China's Embodied AI Funding Surge: Humanoid Robot Commercialization Faces Three Critical Tests
0xBroomberg
In the first five months of 2026, China's embodied-AI sector closed over 230 deals totalling more than RMB 57 billion — a pace rivalling early-stage EV funding; yet cheaper hardware is only the entry ticket, and model reliability plus ecosystem control are the real thresholds that will decide survivors.
How fast is the money pouring in?
Five months: 230-plus deals, RMB 57 billion. Morgan Stanley projects the global humanoid-robot market will reach $7.5 trillion by 2050, with China accounting for 30% of adoption.
Deal sizes are equally striking: Spirit AI closed four rounds in three months, raising roughly RMB 5 billion at a valuation above RMB 20 billion; Astribot closed three rounds in three months, topping RMB 1 billion raised at a valuation past RMB 10 billion.
This means → capital is flooding in at an "EV-era" pace, betting on the next trillion-dollar hardware platform.
What signal does the IPO pipeline send?
Unitree Robotics, valued at RMB 42 billion, has cleared A-share listing review — described as the fastest A-share IPO on record. Deep Robotics (valued at RMB 13.9 billion) targets the STAR Market; Leju Robotics (RMB 4.3 billion) targets ChiNext.
Per 36Kr, nearly 50 robotics companies are queuing for a Hong Kong listing, making up over 10% of total IPO applications.
This means → primary-market capital is no longer sufficient; companies are rushing to lock valuations into public markets — a confidence signal and a bubble warning in one.
How far has hardware cost fallen?
From 2023 to 2026, Chinese-made harmonic reducers — the core gear assemblies inside robot joints — dropped from RMB 3,000–5,000 to RMB 1,500–2,000 per unit. Servo motors fell over 40%; six-axis force sensors dropped from above RMB 5,000 to RMB 1,500–2,000. Overall core-component costs fell more than 50%, saving RMB 100,000–200,000 per unit.
Unitree builds its own motors, reducers, and dexterous hands: the Go2 Air quadruped sells below RMB 10,000; the G1 humanoid starts at RMB 85,000. Compare that with Boston Dynamics' Spot at roughly RMB 500,000 and Figure 02 at roughly RMB 420,000.
In plain terms = China's supply chain has made the robot's "body" cheap — so cheap that over 70% of Tesla Optimus parts reportedly come from Chinese suppliers. But a cheap body is not the same as a product that can do useful work.
Where is the real commercialisation bottleneck?
Taiwan supply-chain executives flag systemic hurdles in structural stability, heat dissipation, durability, and gait-control precision — limited cooling space in joints and insufficient motion accuracy degrade perception and execution performance.
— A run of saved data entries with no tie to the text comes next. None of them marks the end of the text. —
PR #2465, opened 2023-10-26
 Feat(postgres): support WITH ORDINALITY in table functions 

GeorgeSittas:
Fixes https://github.com/TobikoData/sqlmesh/issues/1619

Reference: https://www.postgresql.org/docs/9.5/sql-select.html

### DIFF
--- a/sqlglot/expressions.py
+++ b/sqlglot/expressions.py
@@ -2486,6 +2486,7 @@ class Table(Expression):
         "format": False,
         "pattern": False,
         "index": False,
+        "offset": False,
     }
 
     @property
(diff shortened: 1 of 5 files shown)


sqlglot/expressions.py
```diff
@@ -2649,11 +2650,7 @@ class Update(Expression):
 
 
 class Values(UDTF):
-    arg_types = {
-        "expressions": True,
-        "ordinality": False,
```
GeorgeSittas, line 2654: This didn't seem to be used anywhere in the codebase and no tests failed after getting rid of it.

Return-on-investment timelines for home, retail, and general-service robots remain long; buyers are cautious.
This reflects a core contradiction: the supply chain is ready to "mass-produce," but downstream use cases are not ready to "mass-buy."
Is AI model capability catching up?
Spirit AI's Spirit v1.6 embodied foundation model ranked first on RoboArena as of June 3, surpassing NVIDIA's Cosmos3 and Physical Intelligence's Pi0.5. CEO Han Fengtao said the latest funding will be split roughly equally among model training, data reserves, and talent — targeting one million hours of real interaction data in 2026 and a 95% task-success rate after one hour of fine-tuning.
Alibaba's Amap has launched embodied-robot training data and maps; ByteDance's Seed unit has designated embodied AI a core direction.
Yet a clear gap remains between benchmark scores and industrial reliability — Spirit AI's collaborations with CATL, JD.com, and Bosch are still at pilot stage, with no large-scale repeat orders. This means → leading on a leaderboard does not mean customers are ready to pay.
What does the ecosystem-control battle point to?
Unitree and NVIDIA jointly launched the H2 Plus humanoid, running on the Jetson Thor compute platform and Isaac GR00T framework. Unitree marketing director Huang Jiawei called the core upgrade "compute performance"; founder Wang Xingxing called it a starting point for validating real robot skills.
This reflects a deeper division-of-labour question: data ownership, software control layers, chip-supply dependency, and brand positioning — if these four boundaries are not clarified, maintenance, upgrades, and trust all become liabilities. Unitree's IPO plans to raise RMB 4.2 billion, with nearly half earmarked for intelligent-robot model development — a pivot from hardware seller to integrated hardware-software platform.
Per Omdia 2025 data, China humanoid-robot shipments: Unitree 5,500 units, AgiBot 5,168 units, UBTECH 1,000 units. In plain terms = from "can move" to "can work," the entire industry still needs to clear its most critical proof point.
Content is for reference only, not financial advice.